Figure 3. In vitro Prediction of HRAS and KRAS Allele Frequencies

(A) HRAS codon 61 mutations resulting from single nucleotide changes. Q61 can be changed to six different amino acids. (B) Frequency of HRAS codon 61 alleles across human cancers. Of the six codon 61 alleles that can result from a single nucleotide change, only 4 are naturally occurring in human cancers. Data were collected from cBioportal [6]. (C) Correlation between in vitro transforming activity and allele frequency for HRAS codon 61 mutants. Alleles that do not occur in human cancers are not transforming in mouse fibroblasts. Data for transforming activity (defined as the number of NIH3t3 foci that develop per ng of transfected HRAS cDNA expression vector) were taken from [51]. (D) Relative frequencies of different KRAS alleles across all cancers. Note that this graph includes data only for the alleles listed. Data were collected from cBioportal [6]. (E) Correlation between in vitro biochemical activity and allele frequency for KRAS mutants. The biochemical activation score was calculated by multiplying the rate of intrinsic hydrolysis [K_hydrolysis 10⁻⁵ (sec⁻¹)] by the affinity for the RAS binding domain (RBD) of RAF-1 [nmol/L]. Data for biochemical activity were taken from [16].

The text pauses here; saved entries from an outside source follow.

PR #1627, opened 2021-07-22
Escape Double Quotes in tao_idl PP Args on Windows

iguessthislldo:
To fix issue with #1621 on the scoreboards.

### DIFF
--- a/TAO/TAO_IDL/driver/drv_preproc.cpp
+++ b/TAO/TAO_IDL/driver/drv_preproc.cpp
@@ -140,71 +140,69 @@ DRV_cpp_putarg (const char *str)
       throw Bailout ();
     }
 
-  const ACE_TCHAR *arg_to_add = nullptr;
+  char *replace = nullptr;
+  if (str)
+    {
+      const char *const first_quote = ACE_OS::strchr (str, '"');
+      bool allocate_error = false;
 
-  if (str && ACE_OS::strchr (str, ' ') && !ACE_OS::strchr (str, '"'))
-    {
-      ACE_TCHAR *buf = nullptr;
-      ACE_NEW_NORETURN (buf, ACE_TCHAR[ACE_OS::strlen (str) + 3]);
-      if (buf)
+      if (ACE_OS::strchr (str, ' ') && !first_quote)
         {
-          buf[0] = ACE_TEXT ('"');
-          ACE_OS::strcpy (buf + 1, ACE_TEXT_CHAR_TO_TCHAR (str));
-          ACE_OS::strcat (buf, ACE_TEXT ("\""));
-          arg_to_add = buf;
-        }
-      else
-        {
-          idl_global->err()->misc_error ("DRV_cpp_putarg failed to allocate buffer!");
-          throw Bailout ();
-        }
-    }
-  else if (str)
-    {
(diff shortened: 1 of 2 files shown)


iguessthislldo:
... And vcpkg is kaput for a Windows specific PR. Perfect.

TAO/TAO_IDL/driver/drv_preproc.cpp
```diff
@@ -147,14 +151,60 @@ DRV_cpp_putarg (const char *str)
...
     }
-  else
+  else if (str)
     {
-      DRV_arglist[DRV_argcount++] =
-        ACE::strnew (ACE_TEXT_CHAR_TO_TCHAR (str));
+#ifdef ACE_WIN32
+      // Escape Doublequotes on Windows
+      size_t quote_count = 0;
+      for (const char* quote = ACE_OS::strchr (str, '"'); quote; quote = ACE_OS::strchr (quote, '"'))
```
mitza-oci, line 167:
```suggestion
      for (const char *quote = ACE_OS::strchr (str, '"'); quote; quote = ACE_OS::strchr (quote, '"'))
```
also below on 179

TAO/TAO_IDL/driver/drv_preproc.cpp
```diff
@@ -147,14 +151,60 @@ DRV_cpp_putarg (const char *str)
...
+            {
+              ACE_TCHAR *to = buf;
+              for (const char* from = str; *from; ++from)
+                {
+                  if (*from == '"')
+                    {
+                      *to = ACE_TEXT ('\\');
+                      ++to;
+                    }
+                  *to = *from;
```
mitza-oci, line 186: These are (potentially) different types, char and tchar.  Does this assignment always work?  At least add a comment?

iguessthislldo: Assuming `char` is ASCII and `wchar` encoding is ASCII-based it should just should widen the value like an int cast, but yeah that's probably assuming too much. Probably needs to convert the whole str first.

iguessthislldo: Actually I realized that's insane to work with `ACE_TCHAR` when I didn't have to and did the opposite of converting it first by converting it at the very end.

mitza-oci (approved):

TAO/TAO_IDL/driver/drv_preproc.cpp
```diff
@@ -138,22 +140,68 @@ DRV_cpp_putarg (const char *str)
...
     }
-  else
+
+  DRV_arglist[DRV_argcount++] = ACE::strnew (ACE_TEXT_CHAR_TO_TCHAR (replace ? replace : str));
+
+  if (replace)
     {
-      DRV_arglist[DRV_argcount++] =
-        ACE::strnew (ACE_TEXT_CHAR_TO_TCHAR (str));
+      delete replace;
```
jwillemsen, line 203: New coverity error, shouldn't this be delete[] @iguessthislldo

iguessthislldo: Yes: #1633 and #1634.

PR #1628, opened 2021-07-22
[ACE6] Escape Double Quotes in tao_idl PP Args on Windows

iguessthislldo:
This is a backport of https://github.com/DOCGroup/ACE_TAO/pull/1627

### DIFF
--- a/TAO/TAO_IDL/driver/drv_preproc.cpp
+++ b/TAO/TAO_IDL/driver/drv_preproc.cpp
@@ -140,71 +140,69 @@ DRV_cpp_putarg (const char *str)
       throw Bailout ();
     }
 
-  const ACE_TCHAR *arg_to_add = 0;
+  char *replace = 0;
+  if (str)
+    {
+      const char *const first_quote = ACE_OS::strchr (str, '"');
+      bool allocate_error = false;
 
-  if (str && ACE_OS::strchr (str, ' ') && !ACE_OS::strchr (str, '"'))
-    {
-      ACE_TCHAR *buf = 0;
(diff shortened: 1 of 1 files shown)


TAO/TAO_IDL/driver/drv_preproc.cpp
```diff
@@ -138,6 +140,8 @@ DRV_cpp_putarg (const char *str)
       throw Bailout ();
     }
 
+  const ACE_TCHAR *arg_to_add = 0;
+
   if (str && ACE_OS::strchr (str, ' ') && !ACE_OS::strchr (str, '"'))
```
simpsont-oci, line 145: I know this isn't your code... but is this first part even right? What if my string is `abc "bob"` ... it will escape the `"`s but not the ` `, right?

simpsont-oci (approved):
rerunning the windows jobs since they failed do to cancelation / vcpkg issues

TAO/TAO_IDL/driver/drv_preproc.cpp
iguessthislldo: I didn't pay much mind to it, but now that you mention it, I don't know. I don't know why that and what I'm trying to fix is a problem at all since it should be passing in arguments like `execv` in an `argv` style instead of apparently treating the whole dang thing as a single command line string.

mitza-oci: I think the part you're discussing is something I updated not too long ago to handle paths with spaces.  It wasn't meant to cover every single possibility, but just the case where you have an argument that is a filesystem path (for example, when this is called from DRV_add_include_path) with a space that's not already quoted.

jwillemsen:
Backport of #1627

Figure 4. A Non-switch Model for KRAS Activation

(A) The classical switch analogy. KRAS proteins are typically described as being “OFF” or “ON” as a function of nucleotide binding state. In a normal cell, the homeostatic balance of hydrolysis and exchange keeps KRAS in a GDP-bound state and the switch is OFF. Cancer cells can flip the switch by (1) increasing exchange, (2) decreasing hydrolysis, or (3) doing both. This model views the entire cellular population of KRAS molecules as a binary switch. (B) A dimmer analogy. This model does not consider the nucleotide binding state of individual proteins, but rather the “OFF” or “ON” state of the entire population of KRAS molecules in a cell. This model allows for different quantitative levels of KRAS activation, which is more consistent with the distinct mechanisms of activation of different activating mutations.